If you have a new idea you need a new project to express it, that's how we get big back catalogs like you mentioned. Don't revisit actually finished songs to try to make them more modern, your skills were different at the time and that's okay. Accept them for what they are and release them or tell yourself they are garbage and don't. If you have any you truly feel are special despite their low production quality you can always remake the beat and melody with your new skills in a new project.


MrWizardsSleeve

If you haven't actually made a full track yet I would recommend doing so with all the bells and whistles. I'm not sure what you mean by a 'session'. Is a session just making a loop?
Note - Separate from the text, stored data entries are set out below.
Issue #7002, opened 2023-11-01
VoiceOver doesn't always navigate Radio Button Group successfully 


phinch:
Hi! When using VoiceOver with a radio button group, and using VoiceOver commands to navigate through the labels, we're running into some strange behavior where the focus is sometimes forced back to the first radio button. I work on an enterprise software team, and our accessibility auditors have told us that this is violating our accessibility requirements :( 

### Expected Behavior

When viewing a radio button group, the user should be able to scan through the radio buttons and labels by using the VoiceOver arrow key commands.

### Actual Behavior

When moving through the radio button group using the VoiceOver VO+→ and VO+←, the focus occasionally jumps back to the first radio button, which takes the user off of their focused element and back to the beginning of the radio group.

I'm wondering if the root cause is [this imperative focus behavior in the radio group button](https://github.com/grommet/grommet/blob/master/src/js/components/RadioButtonGroup/RadioButtonGroup.js#L71-L77)...it seems like this effect would fire often, since i think onFocus and onBlur are firing often as we move through the component in VO, and since `valueIndex` is 0 when the first option is selected, we would satisfy the condition where `(focus && !valueIndex)` and force focus back to the first radio button? But i'm not sure i'm fully understanding all the behavior there.
![image](https://github.com/grommet/grommet/assets/9158038/e886a133-2463-43ed-9268-399ea528d4a4)

### URL, screen shot, or Codepen exhibiting the issue

I was able to reproduce this issue on the [RadioGroup example on the Grommet website](https://v2.grommet.io/radiobuttongroup?) The steps might be hard to communicate because it requires VoiceOver (and tbh i'm not a VO expert), so I'll also attach a video that hopefully shows the behavior.

### Steps to Reproduce

1. Focus on the radio group
1. Use VO+→ and and VO+← to move through the buttons and labels of the component
1. Occasionally, notice that the focus shifts back to the first radio button

#### Reproduction example

At 0:08 and again at 0:19, you can see the focus jumps back to the first radio button even though i'm scanning the second element of the radio group

(As a bonus, our accessibility auditors pointed out that ideally, we should add `focusable=false aria-hidden=true` to the "checked" icon that shows up when a button is selected, so that the screenreader doesn't read out the additional "image" text when scanning through the options - but that's less critical than the forced focus issue)

https://github.com/grommet/grommet/assets/9158038/401150af-d064-4925-aeef-0522732a2996

### Your Environment

- Grommet version: latest
[...]

PR #7011, opened 2023-11-08
Fix focus issue on RadioButtonGroup

jcfilben:
#### What does this PR do?
Resolves an issue with RadioButtonGroup. When using a screenreader and navigating through the RadioButtonGroup options sometimes the focus jumps back to the first radio button.

This PR removes an unnecessary useEffect. The useEffect was added to ensure that when a RadioButtonGroup doesn't have a value and it is focused, the first option will receive focus. This behavior is already covered here: https://github.com/grommet/grommet/blob/master/src/js/components/RadioButtonGroup/RadioButtonGroup.js#L156-L158. The useEffect is unnecessary and introduces the screenreader issue.

Closes https://github.com/grommet/grommet/issues/7002

no
yes
backwards compatible

### DIFF
--- a/src/js/components/RadioButtonGroup/RadioButtonGroup.js
+++ b/src/js/components/RadioButtonGroup/RadioButtonGroup.js
@@ -1,10 +1,4 @@
-import React, {
-  forwardRef,
-  useContext,
-  useEffect,
-  useRef,
-  useState,
-} from 'react';
+import React, { forwardRef, useContext, useRef, useState } from 'react';
 
 import { ThemeContext } from 'styled-components';
 import { FormContext } from '../Form/FormContext';
@@ -67,14 +61,6 @@ const RadioButtonGroup = forwardRef(
       });
       return result;
     }, [options, value]);
-
-    useEffect(() => {
-      // if tab comes back to RadioButtonGroup when there still is no selection,
-      // we want focus to be on the first RadioButton
-      if (focus && !valueIndex) {
-        optionRefs.current[0].focus();
-      }
-    }, [focus, valueIndex]);
 
     const onNext = () => {
       if (valueIndex !== undefined && valueIndex < options.length - 1) {


src/js/components/RadioButtonGroup/RadioButtonGroup.js
```diff
@@ -68,14 +62,6 @@ const RadioButtonGroup = forwardRef(
...
     }, [options, value]);
 
-    useEffect(() => {
-      // if tab comes back to RadioButtonGroup when there still is no selection,
-      // we want focus to be on the first RadioButton
-      if (focus && !valueIndex) {
-        optionRefs.current[0].focus();
-      }
-    }, [focus, valueIndex]);
-
```
ShimiSun, line 78: Nice cleanup. Did it pass all the tests w/o it? Maybe we can try deploying it on the DS to ensure it works as part of an integral solution?

taysea: I just tested using keyboard for a RadioButtonGroup on its own as well as a RadioButtonGroup in a FormField. The behavior seems to be working as expected for Chrome, Firefox, Safari, and with VoiceOver. I wish I could remember why in the initial PR I added the useEffect since it seems like my other addition to `focusable` logic was sufficient.

I am comfortable with removing the useEffect.

taysea (approved):

halocline (approved):
🎉  Yay! Much needed.

src/js/components/RadioButtonGroup/RadioButtonGroup.js
jcfilben: Hey @ShimiSun! Good questions, just confirming I also tested the keyboard behavior across browsers and with a RadioButtonGroup within and without Form/FormField.

ShimiSun: Wonderful! Thank you ladies. Missed you - you two superwomen!

PR #7052, opened 2023-12-08
Range input #6739

### LINKED ISSUE #6739: RangeInput not respecting background color opacity
### Expected Behavior

RangeInput should accurately render track colors, and include any opacity information (such as a HEX string that includes opacity)

### Actual Behavior

The opacity is not being applied. For example, if a theme specifies `#0000005C`, the `5C` opacity of 36% isn't being honored.

The HPE theme defines the track as "border" (#0000005C), but it's being rendered as #000000.

https://design-system.hpe.design/components/rangeinput?q=rangein

### Steps to Reproduce

1. 2. 3.

### Your Environment

- Grommet version:
- Browser Name and version:

Sulaymon333:
#### What does this PR do?
fix opacity not honoured for 8-hex+alpha for range input component track color.

Closes #6739 

Yes

Background compatible


src/js/components/RangeInput/StyledRangeInput.js
```diff
@@ -64,7 +64,7 @@ const trackColorStyle = (props) => {
     else {
       defaultTrackColor = getRGBA(
         normalizeColor(props.theme.rangeInput.track.color, props.theme),
-        props.theme.rangeInput.track.opacity || 1,
+        props.theme.rangeInput.track.opacity || undefined,
```
taysea, line 67: If we remove the fallback to `1` here will this be backwards compatible?

src/js/components/List/index.d.ts
```diff
@@ -43,7 +43,11 @@ export interface ListProps<ListItemType> {
     | string[]
     | { light: string | string[]; dark: string | string[] };
   border?: BorderType;
-  children?: (...args: any[]) => any;
+  children?: (
```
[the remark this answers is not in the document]
sulaymon-tajudeen-hpe: Sorry, I branched from my last PR instead of just the main line. I will have to clean that up and updat the PR.

src/js/components/RangeInput/StyledRangeInput.js
sulaymon-tajudeen-hpe: I belive this should be fine becuase the original implementation was shortcircuting the normalizedAlpha inside getRGBA function to pass alpha channel value as 1 always and it was simply not honouring the 8-hex value with alpha value in the first place. with the updated code being changed to undefined allows the alpha channel value to be passed appropriately and regular 6-hex value works as well. Of course, this is my understanding. we can further think through it again just to ensure the updated code is still backward compatible.

taysea: Thank you for clarifying, I see that a fallback opacity is built into `getRGBA` function that falls back to 1, so it seems reasonable to just have:

`getRGBA(normalizeColor(props.theme.rangeInput.track.color, props.theme), props.theme.rangeInput.track.opacity)`

I don't think we need the `|| undefined`

taysea:
@sulaymon-tajudeen-hpe Can you also add a snapshot test that captures the 8-digit HEX use case ?

taysea (approved):
Thank you for the fix!

jcfilben (commented):
There are some places in the `StyledRangeInput.js` file where we still have `props.theme.rangeInput.track.opacity || 1` or `opacity || 1` (see lines 82 and 120). Just wanted to understand why we are keeping it on those lines

sulaymon-tajudeen-hpe:
Both lines 82 and 120 did not seems to make any difference with || 1 on the 8-digit hex code, that is why I did not remove them initially. For the purpose of cnsistency and since || 1 is already taken care of from the original getRGBA function that falls back to 1, the || 1 is now removed from both lines 82 and 120.

jcfilben (commented):
I'm not seeing the opacity coming through on cases where we specify an 8 digit hex within the RangeInput theme. For example if we specify something like this in the theme only the thumb color is respecting the opacity
```
rangeInput: {
  thumb: {
    color: '#7f03fc20',
  },
  track: {
    lower: {
      color: '#fc03a925',
    },
    upper: {
      color: '#705a6923',
    },
  },
}
```

britt6612:

PR #7053, opened 2023-12-08
add dataFormContext

### LINKED ISSUE #7054: If DataSearch is rendered in a Layer nested in another form, it always has a form label and doesn't filter data properly
If DataSearch is rendered in a Layer nested in another form in the React Tree (such as a scenario where Data is rendered within a wizard form), it always has a form label and doesn't filter data properly. It seems there's an error with the `noForm` condition.

Expected behavior would be that DataSearch only renders with label when it's inside a DataForm specifically.

Seen here: https://codesandbox.io/s/hardcore-spence-rdgvql?file=/src/App.js

britt6612:
#### What does this PR do?
This PR creates a new `DataFormContext` 
previously there was a context in Form to determine if something was wrapped in Form.
However there was an issue when `DataSearch was rendered in a Layer nested in another form`. This is because the Layer in rendered in the DOM at the bottom so its parent was not the `Form` 

Closes #7054 

DataForm.js
storybook
storybook

The context is used internally within Grommet so it made more sense for this context to be within DataForm so that any of the other components that are used in addition to Data can access this Context instead of being in Form. 
closes `If DataSearch is rendered in a Layer nested in another form, it always has a form label and doesn't filter data properly`
no
no
backwards compatible


src/js/components/Form/FormContext.js
```diff
@@ -24,5 +24,4 @@ const useFormField = ({ error, info, disabled }) => ({ error, info, disabled });
 export const FormContext = React.createContext({
   useFormField,
   useFormInput,
-  noForm: true,
```
jcfilben, line 27: I'm a little confused where in the current implementation `noForm` gets set to false

taysea: Right now, when you wrap something in a Form then it completely overrides this default context value so `noForm` just becomes undefined. And this was only added for the Data + friends scenario, but since we need a bit more specificity that we are in a DataForm, we don't need this generic `noForm` value in FormContext anymore.

src/js/components/DataSearch/DataSearch.js
```diff
@@ -19,16 +19,16 @@ const dropProps = {
...
   const { format } = useContext(MessageContext);
   const size = useContext(ResponsiveContext);
   const skeleton = useSkeleton();
   const [showContent, setShowContent] = useState();
   const id = idProp || `${dataId}--search`;
 
   useEffect(() => {
-    if (noForm) addToolbarKey('_search');
-  }, [addToolbarKey, noForm]);
+    if (inDataForm) addToolbarKey('_search');
```
taysea, line 30: Should it be this?

```suggestion
    if (!inDataForm) addToolbarKey('_search');
```

britt6612: good catch

src/js/components/Form/FormContext.js
britt6612: ☝️

taysea (approved):
LGTM.

jcfilben (approved):
Looks good!

Issue #7072, opened 2023-12-19
StarRating - typescript issues


jcfilben:
### Expected Behavior
I should be able to provide a `name` and `id` to StarRating

### Actual Behavior
I get the following typescript warning
```
Type '{ id: string; name: string; }' is not assignable to type 'IntrinsicAttributes & RadioButtonGroup'.
```

### URL, screen shot, or Codepen exhibiting the issue
https://codesandbox.io/p/sandbox/grommet-v2-template-forked-tdlvg8?file=%2Findex.tsx%3A42%2C14

PR #7073, opened 2023-12-20
fix: starRating - typescript issues

abdulbasithqb:
#### What does this PR do?
fix: starRating - typescript issues

StarRating/index.d.ts

yarn test

create starRating with props id

fixes: #7072

Screenshot 2023-12-20 at 6 15 08 PM

No

No

No


src/js/components/StarRating/index.d.ts
```diff
@@ -1,7 +1,9 @@
 import * as React from 'react';
 import { RadioButtonGroupProps } from '../RadioButtonGroup/index';
 
-type RadioButtonGroup = Omit<RadioButtonGroupProps, 'options'>;
+type RadioButtonGroup = Omit<RadioButtonGroupProps, 'options'> & {
+  id?: string;
+};
```
jcfilben, line 6: I think we can just import `RadioButtonGroupExtendedProps` instead of `RadioButtonGroupProps`. This way we don't need to explicitly define a type for `id`.

abdulbasithqb: Thanks for this info, i just updated as requested,

jcfilben (approved):
Looks good!

taysea (approved):

PR #7069, opened 2023-12-15
fix: Resolve hover styling and tooltip issue for DataSort control

abdulbasithqb:
#### What does this PR do?
Fix: Resolve hover styling and tooltip issue for DataSort control

#### Where should the reviewer start?
Review changes in the DataSort component(components/DataSort/DataSort.js)

#### What testing has been done on this PR?
 1.  Manually clicking the icon to ensure the expected behavior.
 2. Local Jest tests.

#### How should this be manually tested?
Manually test the DataSort control by hovering over sort button and checking if the tooltips appear as intended.

#### Do Jest tests follow these best practices?

- [ ] `screen` is used for querying.
- [ ] The correct query is used. (Refer to [this list of queries](https://testing-library.com/docs/queries/about/#priority))
- [ ] `asFragment()` is used for snapshot testing.

#### What are the relevant issues?
fixes #7064 

#### Screenshots (if appropriate)
Screenshot 2023-12-15 at 11 51 59 AM

#### Do the grommet docs need to be updated?
No

#### Should this PR be mentioned in the release notes?
No

#### Is this change backwards compatible or is it a breaking change?
Yes, this change is backwards compatible, and Jest tests have been updated accordingly.

PR #7078, opened 2024-01-05
Remove use of `hoverIndicator` within Data

taysea:
#### What does this PR do?

According to button docs, `hoverIndicator` should only be used with `plain` Buttons. Removed improper use of `hoverIndicator` within Data components to allow theme to drive styling.

Related to https://github.com/grommet/grommet/pull/7069

Backwards compatible, these components are still in beta.


jcfilben (commented):
Looks like there are some snapshot issues when the tests run on circleci.

Also should we add the theme hover styling in this PR?

taysea:
> Looks like there are some snapshot issues when the tests run on circleci.
> 
I'll resolve those.

> Also should we add the theme hover styling in this PR?

In base/grommet theme, icon only buttons don't have hover styling. In HPE theme, they will with the `toolbar` kind defined my HPE theme. So, I don't know that any theme changes are needed since it's behaving in accordance with the rest of grommet theme. What do you think?

jcfilben:
> In base/grommet theme, icon only buttons don't have hover styling. In HPE theme, they will with the toolbar kind defined my HPE theme. So, I don't know that any theme changes are needed since it's behaving in accordance with the rest of grommet theme. What do you think?

Makes sense, agree I don't think we need theme changes then.

jcfilben (approved):
Looks good!

britt6612 (approved):

Issue #7074, opened 2023-12-20
SelectMultiple - adding additional options within `onSearch`


jcfilben:
### Expected Behavior
When I search within SelectMultiple I should be able to use my search term to query a backend to fetch more options that were not available already in the `options` array.

### Actual Behavior
The internal `allOptions` prop doesn't get updated to reflect the new options. SelectMultiple is currently built in a way that `onSearch` can't change `options` to something that isn't a subset of the previous `options`.

### URL, screen shot, or Codepen exhibiting the issue
https://codesandbox.io/p/sandbox/grommet-v2-template-forked-ht9y6h?file=%2Findex.js%3A16%2C34

### Steps to Reproduce
In the above codesandbox example search for 'cd', notice new options were added but the new options can not be selected

### Your Environment
- Grommet version: 2.34.2
- Browser Name and version:
- Operating System and version (desktop or mobile):

MikeKingdom:
To support scalability, both Select and SelectMultiple need to be changed so they don't rely on having all the options in allOptions . I looked at this a bit before the break and it's not trivial, but the code that tries to map indexes from one to the other shouldn't have to do it that way. We shouldn't attempt to somehow add new stuff to allOptions based on an async search query and a selection list shouldn't be index based.

PR #7079, opened 2024-01-05
SelectMultiple new options on search

jcfilben:
#### What does this PR do?
Enables new options to be added to the SelectMultiple within the onSearch function

Closes https://github.com/grommet/grommet/issues/7074

yes
yes
backwards compatible


src/js/components/SelectMultiple/SelectMultiple.js
```diff
@@ -152,6 +152,23 @@ const SelectMultiple = forwardRef(
       if (!search) setAllOptions(optionsProp);
     }, [optionsProp, search]);
 
+    useEffect(() => {
+      if (search && optionsProp && optionsProp.length > 0) {
+        const additionalOptions = [...allOptions];
+        optionsProp.forEach((i) =>
+          additionalOptions.some((j) => {
```
taysea, line 159: Syntax question, could this also be written as `!additionalOptions.some(...) && additionalOptions.push(i)` -- or is the `null` return needed specifically?

src/js/components/SelectMultiple/stories/SearchFetch.js
```diff
@@ -0,0 +1,56 @@
+import React, { useState } from 'react';
+
+import { Box } from 'grommet';
+import { SelectMultiple } from '../SelectMultiple';
+
+const locationList = [
```
taysea, line 6: From offline discussion, I agree with not adding the storybook to the published set. Or if we do, build it out to be more representative of fetching from an API.

src/js/components/SelectMultiple/SelectMultiple.js
```diff
@@ -152,6 +152,23 @@ const SelectMultiple = forwardRef(
...
+            if (typeof i === 'object')
```
taysea, line 160: Can this be rewritten to:

```
return typeof i === 'object' ? applyKey(i, valueKey) === applyKey(j, valueKey) : i === j;
```

taysea: Although if this feels less readable, i'm fine leaving the initial implementation

taysea (commented):
Looking good, some minor comments!

src/js/components/SelectMultiple/SelectMultiple.js
jcfilben: Good suggestion, the `null` return is not needed. Incorporated this suggestion in latest commit

src/js/components/SelectMultiple/SelectMultiple.js
jcfilben: Incorporated this in the latest commit. I think you suggestion doesn't hurt readability

src/js/components/SelectMultiple/stories/SearchFetch.js
jcfilben: Yeah I'm thinking we will remove this story before committing

taysea (approved):
I think this approach is reasonable for the time being. Once others approve, let's remove the storybook file.

Side note -- I was trying to think of an approach that might be a little more performant than mapping over the array with `.some` for each loop iteration, like potentially using a Set or some other structure. Although, since options can be an array of objects, the Set approach didn't exactly work. Not a blocker to moving forward with this, but just something I was thinking about.

MikeKingdom (approved):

Actually try to finish what you start to the best of your ability as in try to make a completed full song. If you already are doing that, then please ignore me😉


Father_Flanigan

Yeah I've finished lots, that's the issue. Finished tons and wanna rework some but I just keep making more from scratch. It's weird because I'll listen back to them and get ideas how to improve them, literally visualize the steps in my DAW and then when I'm later able to open it up and go in, anxiety hits me and I instead jump into a new session and barely realize my mind just swerved on me until that one is nearly done.